Belonging, Loss, and the Politics of Urban Relocation in a Taipei Military Village
My doctoral dissertation at SOAS, University of London (2019), which since then I have turned into a book manuscript titled Exiled in the City: Belonging, loss, and the politics of urban relocation in a Taipei military village, investigated what happens to an exiled population when a political project fails.
I examine this question in the context of the failed patronage between the Nationalist government of China led by the Kuomintang (KMT) and its’ army veterans in Taiwan by focusing on their relocation out of a so called ‘military dependents’ village’. These were settlements built by the KMT in 1949 to house its military and their family.
In the book, I take the parallel of two displacements, political exile first and urban relocation after, to examine first the impact of the failed Kuomintang national project of retaking mainland China, and the later social project of rehousing its veterans. Taking these villages and their relocation as the material symbol of a failed state project, in the book I argue that it takes a whole lifespan for the veterans to remake a life after the national project fails and integration happen only gradually with the next generations.
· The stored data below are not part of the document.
PR #2760, opened 2025-08-17
Add prefs repos and DI providers

poliver:
I've audited everywhere`SharedPreferences` are used and have compiled a list of repo interfaces to wrap the underlying access to prefs. Doing this decouples app code from the Android `SharedPreference` APIs and, combined with the new `PrefDelegate`, provides type safe access to prefs without needing to specify string keys, which can be error-prone and lead to inconsistencies in how prefs are used. It also allows us to easily change the underlying prefs implementation (e.g. migrating to [DataStore](https://developer.android.com/topic/libraries/architecture/datastore)) without affecting the consuming code.

Actual application of these new repos is in a [separate branch](https://github.com/meshtastic/Meshtastic-Android/compare/main...poliver:Meshtastic-Android:enhancement_prefs) and changes are widespread, so I wanted to first merge just the repos along with their Dagger configs to keep PRs concise and easy to review. Here is a brief summary of what these changes allow us to do.

Instead of requesting a `SharedPreference` store by key every time:
`val uiSharedPrefs = context.getSharedPreferences("ui-prefs", Context.MODE_PRIVATE)`

One can simply inject the prefs repo using the normal constructor/field injection mechanisms:
`@Inject lateinit var uiPrefs: UiPrefs`

With the new `PrefDelegate` property delegate, accessing the prefs goes from:
Read: `uiSharedPrefs.getBoolean("app_intro_completed", false)`
Write: `uiSharedPrefs.edit { putBoolean("app_intro_completed", true) }`

To a concise:
Read: `uiPrefs.appIntroCompleted`
Write: `uiPrefs.appIntroComplete = true`


app/src/main/java/com/geeksville/mesh/android/prefs/PrefsModule.kt
```diff
@@ -0,0 +1,143 @@
...
+import dagger.Provides
+import dagger.hilt.InstallIn
+import dagger.hilt.android.qualifiers.ApplicationContext
+import dagger.hilt.components.SingletonComponent
+import javax.inject.Qualifier
+import javax.inject.Singleton
+
+// These pref store qualifiers are private to prevent prefs stores from being injected directly.
+// Consuming code should always inject one of the prefs repositories.
+
```
jamesarich, line 32: 👍  this should help prevent misuse

poliver: might take a stab at some lint rules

The book is based on 18 months of intensive ethnographic fieldwork and residence in one of these last living villages, Zhongxin Village in Taipei.
This project was supported with funding from SOAS with a Doctoral Scholarship, the Chiang Ching-kuo Foundation with a Dissertation Fellowship, the European Center for Contemporary Studies of Taiwan at the University of Tübingen with a Resident Fellowship, and the European Association of Taiwan Studies with a library grant.